ETV6-RUNX1 fusion [t(12;21)(p13;q22)] occurs in 25% of childhood B-cell precursor acute lymphoblastic leukemia (BCP-ALL) and is associated with a favorable outcome. Additional abnormalities involving der(21)t(12;21) and nonrearranged chromosome 12 are well characterized but aberrations involving the der(12)t(12;21) have rarely been described.
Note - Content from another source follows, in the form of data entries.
PR #210, opened 2025-03-11
8351695: [CRaC] Cannot restore immediately without default restore data

TimPushkin:
The issue was not caught by the test suite because `crexec` always provides restore data even if none was set.

---------
### Progress

### Issue
 * [JDK-8351695](https://bugs.openjdk.org/browse/JDK-8351695): [CRaC] Cannot restore immediately without default restore data (**Bug** - P3)

### Reviewers

### Reviewing

Checkout this PR locally: \
`$ git fetch https://git.openjdk.org/crac.git pull/210/head:pull/210` \
`$ git checkout pull/210`

`$ git checkout pull/210` \
`$ git pull https://git.openjdk.org/crac.git pull/210/head`

</details>

Checkout this PR locally: \
`$ git pr checkout 210`

`$ git pr show -t 210`

</details>

<a href="https://git.openjdk.org/crac/pull/210.diff">https://git.openjdk.org/crac/pull/210.diff</a>

</details>

[Link to Webrev Comment](https://git.openjdk.org/crac/pull/210#issuecomment-2715183994)
</details>

### DIFF
--- a/src/hotspot/share/runtime/crac.cpp
+++ b/src/hotspot/share/runtime/crac.cpp
@@ -125,6 +125,10 @@ int crac::checkpoint_restore(int *shmid) {
     case CracEngine::ApiStatus::OK: {
       constexpr size_t required_size = sizeof(*shmid);
       const size_t available_size = _engine->get_restore_data(shmid, sizeof(*shmid));
+      if (available_size == 0) { // Possible if we were not killed by the engine and thus there is no restoring JVM
+        *shmid = 0; // Not an error, just no restore data
+        break;
+      }
       if (available_size == required_size) {
         break;
       }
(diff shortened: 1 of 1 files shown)


TimPushkin:
We can also make `crexec` not provide restore data unless it was previously set to be able to regression-test this. But I am not sure if this is needed.

rvansa:
Do I understand that this happens with `CRAC_CRIU_LEAVE_RUNNING`? If we are missing a test for that (I suppose rather using `-XX:CRaCEngineOpts=keep_running=true`, could you please add one?

TimPushkin:
@rvansa There is a test for keep running/leave running (`jdk/crack/LeaveRunning`). But since crexec always returns some restore data, even if it hasn't been set (in that case it returns zero), the issue doesn't appear. So, to get a test for this not a test should be added but the behavior of crexec should be changed.

rvansa:
OK, if this is handling a hypothetic case that doesn't happen with `crexec` I am fine with the change.

rvansa (approved):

Herein, we describe two novel abnormalities affecting the der(12)t(12;21): a deletion (20/247, 8%) and duplication (10/247, 4%). All 30 patients were under 10 years of age, had a median white blood count of 12.4 × 10(9)/L and 19.2 × 10(9)/L, respectively, with a good outcome. Deletions of der(12)t(12;21) on both sides of the breakpoint were confirmed and mapped: centromeric (12p11.21-12p13.2) and telomeric (21q22.12-21q22.3). The size of these deletions extended from 0.4-13.4 to 0.8-2.5 Mb, respectively. The centromeric deletion encompassed the following genes: LRP6, BCL2L14, DUSP16, CREBL2, and CDKN1B. We postulate that this deletion occurs at the same time as the translocation because it was present in all ETV6-RUNX1-positive cells. A second abnormality representing duplication of the reciprocal RUNX1-ETV6 fusion gene was a secondary event, which we hypothesize arose through mitotic recombination errors. This led to the formation of the following chromosome: der(12)(21qter→21q22.12::12p13.2-12p12.3::12p12.3→12qter). Both abnormalities affect the reciprocal RUNX1-ETV6 fusion product which could either eliminate or amplify its expression and thus contribute to leukemogenesis. However, other consequences such as haploinsufficiency of tumor suppressor genes and amplification of oncogenes could also be driving forces behind these aberrations. In conclusion, this study has defined novel abnormalities in ETV6-RUNX1 BCP-ALL, which implicate new genes involved in leukemogenesis.